Layoffs fell to the lowest point seen in the U.S. in nearly three decades in November, leading to fewer than expected unemployment claims towards the end of the month. According to a December 2 weekly report from the Labor Department, jobless benefits claims fell below 2 million for the first time since before the pandemic began in the final week of November.

In the last full week of November, unemployment claims grew by 28,000, bringing the adjusted seasonal total to 222,000. According to an economist poll conducted by Reuters, claims were expected to reach 240,000. Meanwhile, layoffs fell by nearly 35% last month to a record low of 14,875.

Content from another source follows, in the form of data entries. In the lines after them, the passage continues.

PR #221, opened 2018-12-22
[ztpv4] make it consistent with ztpv6

pmazzini:
* Rename the directory from `ztp` to `ztpv4` to match the package name
* Return an error when calling `ParseVendorData` and no vendor data is found

### DIFF
--- a/dhcpv4/ztpv4/ztp.go
+++ b/dhcpv4/ztpv4/ztp.go
@@ -10,9 +10,7 @@ import (
 // VendorData is optional data a particular vendor may or may not include
 // in the Vendor Class options.
 type VendorData struct {
-	VendorName string
-	Model      string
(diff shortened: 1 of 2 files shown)


dhcpv4/ztpv4/ztp.go
```diff
@@ -76,5 +74,5 @@ func ParseVendorData(packet *dhcpv4.DHCPv4) (*VendorData, error) {
 	}
 
 	// We didn't match anything.
-	return nil, nil
+	return nil, errors.New("failed to parse vendor option data")
```
insomniacslk: nit: this is not a parsing failure, rather no known ZTP vendor is found, I would change the error string

insomniacslk:
thanks for this PR!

The report is being viewed as a sign of a strengthening economy, alongside strong consumer spending and manufacturing. According to Federal Reserve Chair Jerome Powell, the positive report means that lawmakers should consider speeding up the pace of the U.S. central bank's bond-purchase decreases during their mid-December policy meeting.

"Powell was right to hint the Fed might speed up the tapering process because a tight labor market means increasing wage demands will stoke the fires of inflation," Christopher Rupkey, chief economist at FWDBONDS in New York, said.

While the Dec. 2 report was seen as a positive sign, analysts were still concerned about the possible future effects of the Omicron variant, concerns that might be realized sooner than expected.

The more recent November monthly jobs report gives a less economically rosy view of the coming months. According to the report, the economy created far fewer new jobs than expected last month, even before the Omicron variant emerged. On the other hand, employment participation is increasing, reaching 61.8% in Nov., its highest level since March of last year.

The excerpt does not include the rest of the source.